楚子虚坐在倒碧峰的峰顶上静思。

从倒碧峰往下望去,远远能看到净水河,以前他们是小动物时,经常在河水里嬉戏、打水仗,偶见河水里有一汪翠绿色倒影,就是这座山峰。

楚子虚思绪万千,怀念起曾经做小动物时的无忧无虑,自从披上了人的皮囊后,被世俗的条条框框束缚着,总有一些不自在。

“索索嗽嗽”,树林的草丛里传来阵阵动静,楚子虚走过去一瞅,是两只玩耍的小兔子,如同猫鼠兽态时那般互相追逐、打闹。闹着闹着,一只兔子赢了,把另一只兔子压住,交叠在一起。

这一切被猫楚子虚尽收眼底,他如梦初醒:春天是个交和配的季节!

毛动天和楚子虚常领聆梵音,可本质还是动物呀,化形后,染了七情六欲,又学了人的道德礼数。结果,兽不兽、人不人、妖不妖。

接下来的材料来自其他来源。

PR #2182, opened 2026-01-23
MySQL: Add support for DEFAULT CHARACTER SET in CREATE DATABASE

mvzink:
Parse MySQL-style [DEFAULT] CHARACTER SET and [DEFAULT] COLLATE options in CREATE DATABASE statements. This adds two new fields to CreateDatabase: default_charset and default_collation.

Supports the following syntax variants:
- DEFAULT CHARACTER SET [=] charset_name
- CHARACTER SET [=] charset_name  
- DEFAULT CHARSET [=] charset_name
- CHARSET [=] charset_name
- DEFAULT COLLATE [=] collation_name
- COLLATE [=] collation_name

### DIFF
--- a/src/ast/helpers/stmt_create_database.rs
+++ b/src/ast/helpers/stmt_create_database.rs
@@ -85,6 +85,14 @@ pub struct CreateDatabaseBuilder {
     pub storage_serialization_policy: Option<StorageSerializationPolicy>,
     /// Optional comment attached to the database.
     pub comment: Option<String>,
+    /// Optional default character set (MySQL).
+    ///
+    /// <https://dev.mysql.com/doc/refman/8.4/en/create-database.html>
+    pub default_charset: Option<String>,
+    /// Optional default collation (MySQL).
+    ///
+    /// <https://dev.mysql.com/doc/refman/8.4/en/create-database.html>
+    pub default_collation: Option<String>,
     /// Optional catalog sync configuration.
     pub catalog_sync: Option<String>,
     /// Optional catalog sync namespace mode.
@@ -120,6 +128,8 @@ impl CreateDatabaseBuilder {
             default_ddl_collation: None,
             storage_serialization_policy: None,
             comment: None,
+            default_charset: None,
+            default_collation: None,
             catalog_sync: None,
             catalog_sync_namespace_mode: None,
             catalog_sync_namespace_flatten_delimiter: None,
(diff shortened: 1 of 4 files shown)


src/ast/helpers/stmt_create_database.rs
```diff
@@ -85,6 +85,10 @@ pub struct CreateDatabaseBuilder {
     pub storage_serialization_policy: Option<StorageSerializationPolicy>,
     /// Optional comment attached to the database.
     pub comment: Option<String>,
+    /// Optional default character set (MySQL).
```
iffyio, line 88: can we include a link to the mysql documentation for the doc comments?

src/parser/mod.rs
```diff
@@ -5309,6 +5311,26 @@ impl<'a> Parser<'a> {
...
+        // Parse MySQL-style [DEFAULT] CHARACTER SET and [DEFAULT] COLLATE options
+        loop {
+            let has_default = self.parse_keyword(Keyword::DEFAULT);
+            if self.parse_keywords(&[Keyword::CHARACTER, Keyword::SET])
+                || self.parse_keyword(Keyword::CHARSET)
+            {
+                self.expect_token(&Token::Eq).ok();
+                default_charset = Some(self.parse_identifier()?.value);
+            } else if self.parse_keyword(Keyword::COLLATE) {
+                self.expect_token(&Token::Eq).ok();
```
iffyio: can we handle the errors in the calls to `expect_token`?

src/parser/mod.rs
```diff
@@ -5309,6 +5311,26 @@ impl<'a> Parser<'a> {
             None
         };
 
+        // Parse MySQL-style [DEFAULT] CHARACTER SET and [DEFAULT] COLLATE options
```
iffyio, line 5333: Can we move the `default_charset` and `default_collation` closer here to the loop? (misread for a second wondering if the values were being previously set elsewhere before the loop)

src/parser/mod.rs
```diff
@@ -5309,6 +5311,26 @@ impl<'a> Parser<'a> {
...
+        loop {
+            let has_default = self.parse_keyword(Keyword::DEFAULT);
+            if self.parse_keywords(&[Keyword::CHARACTER, Keyword::SET])
```
```suggestion
            if default_charset.is_none() && self.parse_keywords(&[Keyword::CHARACTER, Keyword::SET])
```

src/parser/mod.rs
```diff
@@ -5309,6 +5311,26 @@ impl<'a> Parser<'a> {
...
+                || self.parse_keyword(Keyword::CHARSET)
+            {
+                self.expect_token(&Token::Eq).ok();
+                default_charset = Some(self.parse_identifier()?.value);
+            } else if self.parse_keyword(Keyword::COLLATE) {
```
iffyio, line 5349:
```suggestion
            } else if default_collation.is_none() && self.parse_keyword(Keyword::COLLATE) {
```

src/parser/mod.rs
mvzink: I don't know why I used expect_token instead of just consume_token...

src/parser/mod.rs
mvzink: Actually, MySQL accepts multiple collations and uses the last one. I added a comment reflecting that, but fix the char set condition.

楚子虚浮想联翩:那猫每年春潮时期,总是会声嘶力竭的叫,像个小婴儿般哭闹。吵的自己心烦的很,有母猫找他交合,他故意躲起来。现在他化为人形,更不会随便找人解决了。话本里,一对恋人,情投意合后,再洞房花烛。那毛动天,每天都和自己在一起,哪还有恋人?和谁洞房花烛去?不洞房花烛怎么交和配?不交和配怎么降火?小猫是洗澡时脑子进水了吗?靠睡凉地板降欲望之火?

……

经过一天的苦思冥想,楚子虚顿开茅塞,决定帮好兄弟度过发情期,牺牲自己一只妖,幸福小猫一度春。

当天夜里,楚子虚把自己洗白白脱光光,找了篇活色生香的话本,等着毛动天过来念给自己听。

念了几段后,楚子虚双手托着头问道:“小猫,胡天胡地是什么意思?什么叫颠鸾倒凤,怎么就翻云覆雨了?”